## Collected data
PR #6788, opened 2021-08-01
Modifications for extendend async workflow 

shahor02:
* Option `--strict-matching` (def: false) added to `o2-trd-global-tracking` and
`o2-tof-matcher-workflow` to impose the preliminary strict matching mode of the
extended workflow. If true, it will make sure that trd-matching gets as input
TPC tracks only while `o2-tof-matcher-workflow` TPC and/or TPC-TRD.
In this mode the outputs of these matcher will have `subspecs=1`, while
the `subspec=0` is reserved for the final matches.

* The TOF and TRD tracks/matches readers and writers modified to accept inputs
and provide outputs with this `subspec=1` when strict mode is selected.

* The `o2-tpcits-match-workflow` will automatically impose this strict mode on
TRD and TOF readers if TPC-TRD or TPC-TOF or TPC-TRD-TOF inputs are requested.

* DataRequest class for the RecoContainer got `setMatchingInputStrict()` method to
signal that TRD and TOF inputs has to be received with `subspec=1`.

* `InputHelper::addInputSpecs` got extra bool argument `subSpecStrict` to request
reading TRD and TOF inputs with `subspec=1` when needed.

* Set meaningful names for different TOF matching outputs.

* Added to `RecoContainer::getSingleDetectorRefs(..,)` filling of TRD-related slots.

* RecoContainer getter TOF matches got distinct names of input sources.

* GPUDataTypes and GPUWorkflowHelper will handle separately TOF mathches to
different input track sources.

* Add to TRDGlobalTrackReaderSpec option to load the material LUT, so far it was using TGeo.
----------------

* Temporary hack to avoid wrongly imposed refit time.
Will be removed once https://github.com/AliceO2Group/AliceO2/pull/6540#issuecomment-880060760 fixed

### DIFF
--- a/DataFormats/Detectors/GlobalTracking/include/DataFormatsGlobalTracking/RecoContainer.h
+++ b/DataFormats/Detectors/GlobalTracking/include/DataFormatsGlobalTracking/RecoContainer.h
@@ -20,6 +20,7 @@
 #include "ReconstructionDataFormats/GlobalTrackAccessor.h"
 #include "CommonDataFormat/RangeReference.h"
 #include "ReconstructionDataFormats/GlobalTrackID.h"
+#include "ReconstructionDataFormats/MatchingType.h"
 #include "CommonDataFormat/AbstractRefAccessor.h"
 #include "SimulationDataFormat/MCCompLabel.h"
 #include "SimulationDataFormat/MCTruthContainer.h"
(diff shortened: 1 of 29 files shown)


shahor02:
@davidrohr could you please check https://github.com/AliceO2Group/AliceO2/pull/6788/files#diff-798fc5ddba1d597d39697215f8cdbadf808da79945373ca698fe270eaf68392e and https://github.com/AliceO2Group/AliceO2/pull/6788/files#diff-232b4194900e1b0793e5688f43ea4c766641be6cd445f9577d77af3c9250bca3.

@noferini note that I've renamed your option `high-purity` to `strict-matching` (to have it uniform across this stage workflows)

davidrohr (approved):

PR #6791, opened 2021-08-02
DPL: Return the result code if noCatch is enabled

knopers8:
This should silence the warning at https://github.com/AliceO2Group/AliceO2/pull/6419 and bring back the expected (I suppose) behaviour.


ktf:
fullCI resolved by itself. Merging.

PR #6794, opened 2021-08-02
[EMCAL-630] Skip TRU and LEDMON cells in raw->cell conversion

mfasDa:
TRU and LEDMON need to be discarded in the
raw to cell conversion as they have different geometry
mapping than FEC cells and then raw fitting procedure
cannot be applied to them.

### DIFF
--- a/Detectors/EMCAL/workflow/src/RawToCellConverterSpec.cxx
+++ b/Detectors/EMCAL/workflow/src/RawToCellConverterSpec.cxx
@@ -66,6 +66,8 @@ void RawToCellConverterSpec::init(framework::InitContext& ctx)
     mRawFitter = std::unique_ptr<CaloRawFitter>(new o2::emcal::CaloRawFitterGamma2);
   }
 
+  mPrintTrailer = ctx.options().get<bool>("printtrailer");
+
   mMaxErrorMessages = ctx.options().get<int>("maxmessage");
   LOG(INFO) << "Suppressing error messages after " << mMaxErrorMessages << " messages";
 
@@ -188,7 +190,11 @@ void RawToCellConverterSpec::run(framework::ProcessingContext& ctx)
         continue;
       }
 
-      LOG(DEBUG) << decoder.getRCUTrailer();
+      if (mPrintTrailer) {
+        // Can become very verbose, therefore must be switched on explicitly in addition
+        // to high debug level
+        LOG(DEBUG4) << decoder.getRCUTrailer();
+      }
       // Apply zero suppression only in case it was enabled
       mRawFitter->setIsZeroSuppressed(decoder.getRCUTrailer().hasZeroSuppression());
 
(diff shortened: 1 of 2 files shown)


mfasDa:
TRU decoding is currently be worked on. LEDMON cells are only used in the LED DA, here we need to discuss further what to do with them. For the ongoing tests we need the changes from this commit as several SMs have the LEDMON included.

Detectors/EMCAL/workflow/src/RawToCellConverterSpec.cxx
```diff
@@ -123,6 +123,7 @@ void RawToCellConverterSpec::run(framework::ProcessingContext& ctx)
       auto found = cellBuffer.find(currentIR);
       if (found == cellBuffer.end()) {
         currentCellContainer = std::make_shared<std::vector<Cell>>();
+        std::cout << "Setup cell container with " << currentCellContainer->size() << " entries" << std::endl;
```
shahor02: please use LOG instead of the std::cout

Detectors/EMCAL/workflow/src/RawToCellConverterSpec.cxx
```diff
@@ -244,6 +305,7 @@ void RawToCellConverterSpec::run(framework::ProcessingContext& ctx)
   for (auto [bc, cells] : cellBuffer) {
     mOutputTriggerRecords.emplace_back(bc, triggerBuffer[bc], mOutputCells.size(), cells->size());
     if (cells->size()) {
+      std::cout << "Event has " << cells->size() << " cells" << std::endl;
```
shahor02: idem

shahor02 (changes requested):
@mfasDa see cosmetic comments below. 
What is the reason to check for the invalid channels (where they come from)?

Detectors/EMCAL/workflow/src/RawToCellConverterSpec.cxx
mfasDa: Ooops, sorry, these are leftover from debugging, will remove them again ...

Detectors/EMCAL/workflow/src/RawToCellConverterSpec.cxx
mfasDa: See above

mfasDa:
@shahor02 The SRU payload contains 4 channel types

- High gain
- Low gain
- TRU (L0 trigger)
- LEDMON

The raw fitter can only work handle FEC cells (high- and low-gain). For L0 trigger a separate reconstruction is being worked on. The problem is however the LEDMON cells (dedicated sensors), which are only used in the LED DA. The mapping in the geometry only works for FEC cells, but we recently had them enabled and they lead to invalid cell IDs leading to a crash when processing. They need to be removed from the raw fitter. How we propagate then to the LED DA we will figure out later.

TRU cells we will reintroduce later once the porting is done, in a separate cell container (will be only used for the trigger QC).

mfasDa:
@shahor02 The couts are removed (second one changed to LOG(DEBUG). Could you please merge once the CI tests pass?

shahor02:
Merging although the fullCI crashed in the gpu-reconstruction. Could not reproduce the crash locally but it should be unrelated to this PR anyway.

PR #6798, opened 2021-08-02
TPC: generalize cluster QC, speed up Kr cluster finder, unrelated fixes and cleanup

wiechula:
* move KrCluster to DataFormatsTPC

## Your instructions
Identify each line in the records above that contains the word "davidrohr", and copy it out in full.

## Completed task
@davidrohr could you please check https://github.com/AliceO2Group/AliceO2/pull/6788/files#diff-798fc5ddba1d597d39697215f8cdbadf808da79945373ca698fe270eaf68392e and https://github.com/AliceO2Group/AliceO2/pull/6788/files#diff-232b4194900e1b0793e5688f43ea4c766641be6cd445f9577d77af3c9250bca3.
davidrohr (approved):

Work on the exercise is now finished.